Proponimento, all’arte, che sovrana
Con eletto parlar sculpe e colora,
Negar lo dritto delle sue sorelle?
Dunque di Psiche la beltade, o quella
Che mise Troia in pianto ed in faville,
In muta tela o in freddo marino espressa,
Sarà degli occhi incanto e meraviglia;
E se loquela e affetti e moto e vita
Avrà ne’ carmi, volgerassi in mostro?
Ah riedi al primo officio, o bella Diva,
Riedi, e sicura in tua ragion col dolce
Delle tue vaghe fantasíe l’amaro
Tempra dell’aspra Verità. Nol vedi?
Essa medesma, tua nemica in vista,
Ma in segreto congiunta, a sè t’invita:
Chè non osando timida ai profani
Tutta nuda mostrarsi, il trasparente
Mistico vel di tue figure implora,
Onde mezzo nascosa e mezzo aperta,
Come rosa che al raggio mattutino
Vereconda si schiude, in più desío
Pungere i cuori ed allettar le menti.
Vien, chè tutta per te fatta più viva
Ti chiama la Natura. I laghi, i fiumi,
Le foreste, le valli, i prati, i monti,
E le viti e le spiche e i fiori e l’erbe
E le rugiade e tutte alfin le cose
(Da che fur morti i numi, onde ciascuna
Avea nel nostro immaginar vaghezza
Ed anima e potenza) a te dolenti
Alzan la voce , e chieggono vendetta.
E la chiede dal ciel la luna e il sole
E le stelle, non più rapite in giro
Armonioso, e per l’eterea vôlta
Carolanti, non più mosse da dive
Intelligenze, ma dannate al freno
Della legge che tira al centro i pesi:
Potente legge di Sofia, ma nulla
Ne’ liberi d’Apollo immensi regni,
Ove il diletto è prima legge, e mille
Mondi il pensiero a suo voler si crea.

Rendi dunque ad Amor l’arco e gli strali,
Rendi, a Venere il cinto; ed essa il ceda
A te, divina Antonïetta, a cui
(Meglio che a Giuno nel Meonio canto)
Altra volta l’avea già conceduto,
Quando novella Venere di tua
Folgorante beltà nel vago aprile
D’amor l’alme rapisti, e mancò poco
Che lungo il mar di Giano a te devoti
Non fumassero altari e sacrifici.
Tu, donna di virtù, che all’alto core
Fai pari andar la gentilezza, e sei
Dolce pensiero delle Muse, adopra
Tu quel magico cinto a porre in fuga
Le danzanti al lunar pallido raggio
Maliarde del Norte.
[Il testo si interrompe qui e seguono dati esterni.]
PR #1513, opened 2021-09-07
Improve DI "public" explanation

mbrodala:
Break down all parts of the topic and explicitly and repeatedly mention all aspects of each case. This hopefully makes everything explicit enough to make the topic easier to understand.

### DIFF
--- a/Documentation/ApiOverview/DependencyInjection/Index.rst
+++ b/Documentation/ApiOverview/DependencyInjection/Index.rst
@@ -177,19 +177,20 @@ Public
 
 :yaml:`public: false` is a performance optimization and is therefore suggested to be
 set in extensions. This settings controls which services are available
-through :php:`\Psr\Container\ContainerInterface->get()`. However some classes, that need to
-be public, will be marked public automatically due to :yaml:`autoconfigure: true`.
-These classes include Singletons, because they need to be shared with code that uses
-:php:`\TYPO3\CMS\Core\Utility\GeneralUtility::makeInstance()` and Extbase controllers.
+through the dependency injection container which is used internally by
+:php:`GeneralUtility::makeInstance()`.
+
+However some classes that need to be public will be marked public automatically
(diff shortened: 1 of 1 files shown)


Documentation/ApiOverview/DependencyInjection/Index.rst
```diff
@@ -177,39 +177,48 @@ Public
...
+Direct access includes instantiation via :php:`GeneralUtility::makeInstance()` with constructor arguments.
+
+This means every class that needs dependency injection and is retrieved directly, e.g.
+using :php:`GeneralUtility::makeInstance()` must be marked as public.
+
+Any other class which needs dependency injection and is retrieved by dependency injection
+itself can be private.
+
+Instances of :php:`\TYPO3\CMS\Core\SingletonInterface` and Extbase controllers are
+automatically marked as public since they are retrieved using :php:`GeneralUtility::makeInstance()`.
```
jonaseberle, line 210: > since they are retrieved using :php:`GeneralUtility::makeInstance()`
I think  **because** would be better here

mbrodala: Indeed, _since_ can be understood as time reference, too.

mbrodala, line 210:
```suggestion
automatically marked as public because they are retrieved using :php:`GeneralUtility::makeInstance()`.
```

jonaseberle: Or rather even
"because they shall be retrievable using :php:GeneralUtility::makeInstance()"

I just wanted to make clear that the system does not make them public just by being used like that. The system has been designed to automatically make them public for convenience because that is a very common use case.

jonaseberle (approved):

steffenf14 (approved):

susannemoog (approved):

PR #1546, opened 2021-10-05
Change example on Flexform page

sypets:
~~The Flexform page refers to EXT:blog as an example, but this extension is not using Flexforms in the latest version.~~

Replace example for Flexforms
    
Refer to EXT:news instead of EXT:blog as example because EXT:blog no longer uses FlexForms.

### DIFF
--- a/Documentation/ApiOverview/FlexForms/Index.rst
+++ b/Documentation/ApiOverview/FlexForms/Index.rst
@@ -40,6 +40,10 @@ for the carousel content element.
    :class: with-shadow
 
 
+Another extensions that utilize FlexForms and can be used as example is:
+
+* `georgringer/news <https://github.com/georgringer/news>`__
+
 How it works
 ============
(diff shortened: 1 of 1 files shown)


mbrodala:
Would it make sense to suggest `news` instead here? It's a go-to reference for many topics and [uses a FlexForm currently](https://github.com/georgringer/news/blob/94a21ec93a4b2296b0e22e4b0f0fef1fb5ab5617/Configuration/FlexForms/flexform_news.xml).

sypets:
@mbrodala Sure, why not. It is also mentioned on the bottom of the page, next to bootstrap_package. I will push a patch later (must leave now) or you can make the change if you want.

sypets:
@mbrodala done.

mbrodala (approved):

mbrodala:
Thanks for the update!

Issue #1449, opened 2021-07-21
Update docs for 11.4 (ongoing master issue)


linawolf:
New changelogs
# Breaking

* [x] [Breaking: #70528 - Deprecated form mixins removed](https://docs.typo3.org/c/typo3/cms-core/master/en-us/Changelog/master/Breaking-70528-DeprecatedFormMixinsRemoved.html)

# Features

* [x] [Feature: #94406 - Override fileFolder TCA configuration with TSconfig](https://docs.typo3.org/c/typo3/cms-core/master/en-us/Changelog/master/Feature-94406-OverrideFileFolderTCAConfigurationWithTSconfig.html)

* [x] [Feature: #94489 - Filter for redirects never hit](https://docs.typo3.org/c/typo3/cms-core/master/en-us/Changelog/master/Feature-94489-FilterForRedirectsNeverHit.html)

* [x] [Feature: #90336 - CKEditor Autolinking uses https by default](https://docs.typo3.org/c/typo3/cms-core/master/en-us/Changelog/master/Feature-90336-CKEditorAutolinkingUsesHttpsByDefault.html)

* [x] [Feature: #71775 - HtmlParser allows srcset](https://docs.typo3.org/c/typo3/cms-core/master/en-us/Changelog/master/Feature-71775-HtmlParserAllowsSrcset.html)

* [x] [Feature: #94590 - Allow icon identifiers in report module registration](https://docs.typo3.org/c/typo3/cms-core/master/en-us/Changelog/master/Feature-94590-AllowIconIdentifiersInReportModuleRegistration.html)

* [x] [Feature: #94653 - Autocomplete attribute for PasswordViewHelper](https://docs.typo3.org/c/typo3/cms-core/master/en-us/Changelog/master/Feature-94653-AutocompleteAttributeForPasswordViewHelper.html)

* [x] [Feature: #90347 - Enable recursive transformation of properties in JsonView](https://docs.typo3.org/c/typo3/cms-core/master/en-us/Changelog/master/Feature-90347-EnableRecursiveTransformationOfPropertiesInJsonView.html)

* [x] [Feature: #92460 - Split default from all languages in page module](https://docs.typo3.org/c/typo3/cms-core/master/en-us/Changelog/master/Feature-92460-SplitDefaultFromAllLanguagesInPageModule.html)

[...]

PR #1587, opened 2021-11-06
Feature: #95105 - New PSR-14 DatabaseRecordList events

linawolf:
https://docs.typo3.org/c/typo3/cms-core/master/en-us/Changelog/11.4/Feature-95105-NewPSR-14DatabaseRecordListEvents.html
refs https://github.com/TYPO3-Documentation/TYPO3CMS-Reference-CoreApi/issues/1449

depends https://github.com/TYPO3-Documentation/t3docs-screenshots/pull/234

releases: master, 11.5


susannemoog:
Why are these events using different formatting from all other events? If we want to change that, we should change that once for all of them - I fear introducing multiple formats will only lead to chaos :/

linawolf:
From what I understood this is more then just a different formatting. It is actually a semantic syntax. 

I would is then even possible to link to classes and functions, for example

```
:php:func:`LibraryClass::instanceMethod`
```

susannemoog:
Yes, I agree - I'd love to have the new syntax for everything, I just wanted to avoid introducing it partially.

linawolf:
So I converted all the Events into Phpdomain syntax. The Api includes are automatically generated. Merging however now also depends on changes to the screenshot tool that must be merged first: https://github.com/TYPO3-Documentation/t3docs-screenshots/pull/234

linawolf:
I added all the doc comments of the classes

susannemoog (approved):
This looks perfect <3 Thanks a lot!

PR #1595, opened 2021-11-10
[DOCS] Update feature toggle examples

CDRO:
The documentation clearly states that feature names should start with an uppercase letter, the examples clearly don't follow this, therefore I suggest to fix it :-)

### DIFF
--- a/Documentation/ApiOverview/FeatureToggles/Index.rst
+++ b/Documentation/ApiOverview/FeatureToggles/Index.rst
@@ -25,7 +25,8 @@ Examples for features are:
 Naming of feature toggles
 =========================
 
-Feature names should NEVER be named "enable" or have a negation, or contain versions or years and should be :php:`loweCamelCase`d.
+Feature names should NEVER be named "enable" or have a negation, or contain versions or years.
+It is recommended to use `lowerCamelCase` notation for the feature names.
 
 Bad examples:
 
--- a/Documentation/ApiOverview/FeatureToggles/Index.rst
+++ b/Documentation/ApiOverview/FeatureToggles/Index.rst
@@ -25,7 +25,7 @@ Examples for features are:
 Naming of feature toggles
 =========================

Ed or che brilla
Nel tuo Larario d’Imeneo la face,
Di Citerea le veci adempi, e desta
Ne’ talami del figlio, allo splendore
Di quelle tede, gl’innocenti balli
Delle Grazie mai sempre a te compagne.

 

Nota:
*. In V. Monti, Sulla mitologia. Sermone alla marchesa Antonietta Costa di Genova nelle nozze del marchese Bartolommeo Costa suo figlio, in Opere del cavaliere Vincenzo Monti, vol. IV, Italia 1826, pp. 171-179.